SERES: Semantic-aware neural reconstruction from sparse views
This work addresses the challenge of severe radiance ambiguity in sparse-view 3D reconstruction for computer vision applications, representing an incremental improvement over existing methods.
The paper tackles the problem of generating high-fidelity 3D models from sparse images by proposing a semantic-aware neural reconstruction method, resulting in reductions in average chamfer distances by 44% for SparseNeuS and 20% for VolRecon on the DTU dataset.

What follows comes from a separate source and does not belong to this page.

PR #339, opened 2021-11-09
DL-6595, upgrade to Play 2,8

cmrhmrc:


cmrhmrc:
scalatest dependency left at 3.1.1 to avoid dependency issue with com/vladsch/flexmark/util/ast/Node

We propose a semantic-aware neural reconstruction method to generate 3D high-fidelity models from sparse images. To tackle the challenge of severe radiance ambiguity caused by mismatched features in sparse input, we enrich neural implicit representations by adding patch-based semantic logits that are optimized together with the signed distance field and the radiance field. A novel regularization based on the geometric primitive masks is introduced to mitigate shape ambiguity. The performance of our approach has been verified in experimental evaluation. The average chamfer distances of our reconstruction on the DTU dataset can be reduced by 44% for SparseNeuS and 20% for VolRecon. When working as a plugin for those dense reconstruction baselines such as NeuS and Neuralangelo, the average error on the DTU dataset can be reduced by 69% and 68% respectively.